Changes in the structural complexity of the aged brain

Abstract

Structural changes of neurons in the brain during aging are complex and not well understood. Neurons have significant homeostatic control of essential brain functions, including synaptic excitability, gene expression, and metabolic regulation. Any deviations from the norm can have severe consequences as seen in aging and injury. In this review, we present some of the structural adaptations that neurons undergo throughout normal and pathological aging and discuss their effects on electrophysiological properties and cognition. During aging, it is evident that neurons undergo morphological changes such as a reduction in the complexity of dendrite arborization and dendritic length. Spine numbers are also decreased, and because spines are the major sites for excitatory synapses, changes in their numbers could reflect a change in synaptic densities. This idea has been supported by studies that demonstrate a decrease in the overall frequency of spontaneous glutamate receptor-mediated excitatory responses, as well as a decrease in the levels of alpha-amino-3-hydroxy-5-methylisoxazole-4-propionic acid and N-methyl-d-aspartate receptor expression. Other properties such as gamma-aminobutyric acid A receptor-mediated inhibitory responses and action potential firing rates are both significantly increased with age. These findings suggest that age-related neuronal dysfunction, which must underlie observed decline in cognitive function, probably involves a host of other subtle changes within the cortex that could include alterations in receptors, loss of dendrites, and spines and myelin dystrophy, as well as the alterations in synaptic transmission. Together these multiple alterations in the brain may constitute the substrate for age-related loss of cognitive function.

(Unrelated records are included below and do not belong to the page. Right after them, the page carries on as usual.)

PR #2377, opened 2020-07-14
feat(required-attrs): deprecate options to pass more required attrs

straker:
Slider, spinbutton, and scrollbar all have implicit values so we didn't make them required anymore.

Part of issue #2108 

## Reviewer checks

### DIFF
--- a/lib/checks/aria/aria-required-attr-evaluate.js
+++ b/lib/checks/aria/aria-required-attr-evaluate.js
@@ -1,48 +1,18 @@
-import {
-	isNativeTextbox,
-	isNativeSelect,
-	isAriaTextbox,
-	isAriaListbox,
-	isAriaCombobox,
-	isAriaRange
-} from '../../commons/forms';
 import { requiredAttr } from '../../commons/aria';
+import { getElementSpec } from '../../commons/standards';
 import { uniqueArray, getNodeFromTree } from '../../core/utils';
-import matches from '../../commons/matches';
 
 function ariaRequiredAttrEvaluate(node, options = {}) {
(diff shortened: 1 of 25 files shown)


lib/checks/aria/aria-required-attr-evaluate.js
```diff
@@ -1,48 +1,18 @@
...
-			});
-		}
-	};
-
 	if (node.hasAttributes()) {
 		const role = node.getAttribute('role');
 		let required = requiredAttr(role);
+		const elmSpec = getElementSpec(vNode);
 
+		// @deprecated: required attr options to pass more attrs.
```
WilcoFiers, line 14: Please include the deprecation notice in your PR body "DEPRECATED: ..."

test/integration/rules/aria-required-attr/required-attr.html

Fig. 1. Spine densities on neocortical pyramidal neurons from young and aged rhesus monkeys

Panels A and B show confocal laser scanning images of apical dendritic segments in a young (A) and aged (B) rhesus monkey (scale bar = 8 µm). Note the increased spine density in the young monkey compared to the old monkey. Panels C and D show examples of a retrogradely traced neuron, filled with Lucifer Yellow, and reconstructed in 3-dimensions using NeuroZoom and NeuroGL software applications. The neuron in (C) is from a young animal and the neuron in (D) is from an aged animal. The arrow points to the dendritic segments analyzed in A and B. (Adapted from Duan et al., 2003).

Fig. 2. Decreased frequency of excitatory and increased frequency of inhibitory PSCs in layers 2/3 pyramidal cells from aged monkeys

(A) Representative traces of spontaneous excitatory PSCs obtained from cells from young (left) and aged (right) monkeys. (B) Representative traces of spontaneous inhibitory PSCs obtained from cells from young (left) and aged (right) monkeys. (C) Bar graphs showing the mean spontaneous EPSC frequency and amplitude values for young vs aged pyramidal cells. (D) Bar graphs showing the mean spontaneous EPSC frequency and amplitude values for young vs aged pyramidal cells. A and B Scale bar: 50 pA, 200 ms.

Fig. 3. Scaling regions (gray shaded bands) for a typical young (top panel) and an aged (bottom panel) layer 2/3 pyramidal cell projecting from STC to area 46

Scaling exponents have been fitted as the slopes of log-log plots of accumulated mass (d_M, A,F), cross-sectional area (d_A, B,G) branch numbers (d_N, C,H), and average area of branch intersections (d_T, D,I), with distance from the soma. E,J: Two-dimensional (2D) projection of 3D reconstructed young and aged neurons, in which the basal trees are drawn in anatomical space, whereas the apical trees are drawn in dendrogram space (see Rothnie et al., 2006 for methodological details). Proximal (I), medial (II) scaling regions, and a distal (III) nonscaling or die-off region, are indicated on the dendrogram representation of apical trees.